## Your task
Report each line of the records where "same" occurs.

## Provided information
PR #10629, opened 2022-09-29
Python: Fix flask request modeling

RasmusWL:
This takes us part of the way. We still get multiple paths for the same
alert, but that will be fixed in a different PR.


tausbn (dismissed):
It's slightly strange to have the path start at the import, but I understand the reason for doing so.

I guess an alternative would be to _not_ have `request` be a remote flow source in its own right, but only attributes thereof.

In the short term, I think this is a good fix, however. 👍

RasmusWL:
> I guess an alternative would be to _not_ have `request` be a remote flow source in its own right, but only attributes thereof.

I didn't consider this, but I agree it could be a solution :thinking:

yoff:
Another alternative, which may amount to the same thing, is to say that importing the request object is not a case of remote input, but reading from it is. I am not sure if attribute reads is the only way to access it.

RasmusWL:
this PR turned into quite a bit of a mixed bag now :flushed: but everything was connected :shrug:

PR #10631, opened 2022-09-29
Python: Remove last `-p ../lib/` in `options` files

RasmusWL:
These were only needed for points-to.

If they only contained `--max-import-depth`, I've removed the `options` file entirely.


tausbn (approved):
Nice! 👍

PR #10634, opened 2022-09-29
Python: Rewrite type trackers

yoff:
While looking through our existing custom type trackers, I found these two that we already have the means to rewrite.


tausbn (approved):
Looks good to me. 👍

## Solution for this task
This takes us part of the way. We still get multiple paths for the same
Another alternative, which may amount to the same thing, is to say that importing the request object is not a case of remote input, but reading from it is. I am not sure if attribute reads is the only way to access it.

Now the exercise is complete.